**WORK TO COMPLETE:**
Set down each line of the data below exactly.

== RECORDS SHOWN

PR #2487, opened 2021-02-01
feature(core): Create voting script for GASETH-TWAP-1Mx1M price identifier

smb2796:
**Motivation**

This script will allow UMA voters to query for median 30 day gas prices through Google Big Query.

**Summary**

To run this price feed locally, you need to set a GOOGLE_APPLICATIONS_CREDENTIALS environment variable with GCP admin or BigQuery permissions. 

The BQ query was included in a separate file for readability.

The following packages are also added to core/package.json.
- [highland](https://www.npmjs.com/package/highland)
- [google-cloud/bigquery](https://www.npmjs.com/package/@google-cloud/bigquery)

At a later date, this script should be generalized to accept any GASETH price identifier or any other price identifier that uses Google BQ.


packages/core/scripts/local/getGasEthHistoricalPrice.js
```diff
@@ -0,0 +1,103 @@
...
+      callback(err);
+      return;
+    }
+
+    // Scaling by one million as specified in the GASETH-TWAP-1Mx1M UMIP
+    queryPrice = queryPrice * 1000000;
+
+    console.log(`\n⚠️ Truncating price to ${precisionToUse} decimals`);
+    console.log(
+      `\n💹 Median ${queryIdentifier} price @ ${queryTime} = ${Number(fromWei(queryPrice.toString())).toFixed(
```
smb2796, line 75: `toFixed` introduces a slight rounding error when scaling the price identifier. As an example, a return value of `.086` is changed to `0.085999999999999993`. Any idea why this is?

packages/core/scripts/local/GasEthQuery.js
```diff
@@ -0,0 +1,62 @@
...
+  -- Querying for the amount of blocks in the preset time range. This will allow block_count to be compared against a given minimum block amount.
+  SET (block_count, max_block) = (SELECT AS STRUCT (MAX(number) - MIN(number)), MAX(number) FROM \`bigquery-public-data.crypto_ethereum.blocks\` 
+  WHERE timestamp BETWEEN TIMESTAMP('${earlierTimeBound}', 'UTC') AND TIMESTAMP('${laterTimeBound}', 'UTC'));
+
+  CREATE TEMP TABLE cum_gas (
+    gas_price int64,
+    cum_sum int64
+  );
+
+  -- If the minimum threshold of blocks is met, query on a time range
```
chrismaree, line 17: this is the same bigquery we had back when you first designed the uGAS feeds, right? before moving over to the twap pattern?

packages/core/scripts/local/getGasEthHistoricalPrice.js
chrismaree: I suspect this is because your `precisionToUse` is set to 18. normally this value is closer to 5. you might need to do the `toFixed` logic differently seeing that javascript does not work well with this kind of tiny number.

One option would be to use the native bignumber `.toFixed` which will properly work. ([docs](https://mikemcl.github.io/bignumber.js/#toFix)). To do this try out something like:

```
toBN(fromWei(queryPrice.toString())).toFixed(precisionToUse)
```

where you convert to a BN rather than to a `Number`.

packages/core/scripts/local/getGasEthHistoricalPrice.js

====

**EXPECTED ANSWER:**
PR #2487, opened 2021-02-01
feature(core): Create voting script for GASETH-TWAP-1Mx1M price identifier

smb2796:
**Motivation**

This script will allow UMA voters to query for median 30 day gas prices through Google Big Query.

**Summary**

To run this price feed locally, you need to set a GOOGLE_APPLICATIONS_CREDENTIALS environment variable with GCP admin or BigQuery permissions. 

The BQ query was included in a separate file for readability.

The following packages are also added to core/package.json.
- [highland](https://www.npmjs.com/package/highland)
- [google-cloud/bigquery](https://www.npmjs.com/package/@google-cloud/bigquery)

At a later date, this script should be generalized to accept any GASETH price identifier or any other price identifier that uses Google BQ.


packages/core/scripts/local/getGasEthHistoricalPrice.js
```diff
@@ -0,0 +1,103 @@
...
+      callback(err);
+      return;
+    }
+
+    // Scaling by one million as specified in the GASETH-TWAP-1Mx1M UMIP
+    queryPrice = queryPrice * 1000000;
+
+    console.log(`\n⚠️ Truncating price to ${precisionToUse} decimals`);
+    console.log(
+      `\n💹 Median ${queryIdentifier} price @ ${queryTime} = ${Number(fromWei(queryPrice.toString())).toFixed(
```
smb2796, line 75: `toFixed` introduces a slight rounding error when scaling the price identifier. As an example, a return value of `.086` is changed to `0.085999999999999993`. Any idea why this is?

packages/core/scripts/local/GasEthQuery.js
```diff
@@ -0,0 +1,62 @@
...
+  -- Querying for the amount of blocks in the preset time range. This will allow block_count to be compared against a given minimum block amount.
+  SET (block_count, max_block) = (SELECT AS STRUCT (MAX(number) - MIN(number)), MAX(number) FROM \`bigquery-public-data.crypto_ethereum.blocks\` 
+  WHERE timestamp BETWEEN TIMESTAMP('${earlierTimeBound}', 'UTC') AND TIMESTAMP('${laterTimeBound}', 'UTC'));
+
+  CREATE TEMP TABLE cum_gas (
+    gas_price int64,
+    cum_sum int64
+  );
+
+  -- If the minimum threshold of blocks is met, query on a time range
```
chrismaree, line 17: this is the same bigquery we had back when you first designed the uGAS feeds, right? before moving over to the twap pattern?

packages/core/scripts/local/getGasEthHistoricalPrice.js
chrismaree: I suspect this is because your `precisionToUse` is set to 18. normally this value is closer to 5. you might need to do the `toFixed` logic differently seeing that javascript does not work well with this kind of tiny number.

One option would be to use the native bignumber `.toFixed` which will properly work. ([docs](https://mikemcl.github.io/bignumber.js/#toFix)). To do this try out something like:

```
toBN(fromWei(queryPrice.toString())).toFixed(precisionToUse)
```

where you convert to a BN rather than to a `Number`.

packages/core/scripts/local/getGasEthHistoricalPrice.js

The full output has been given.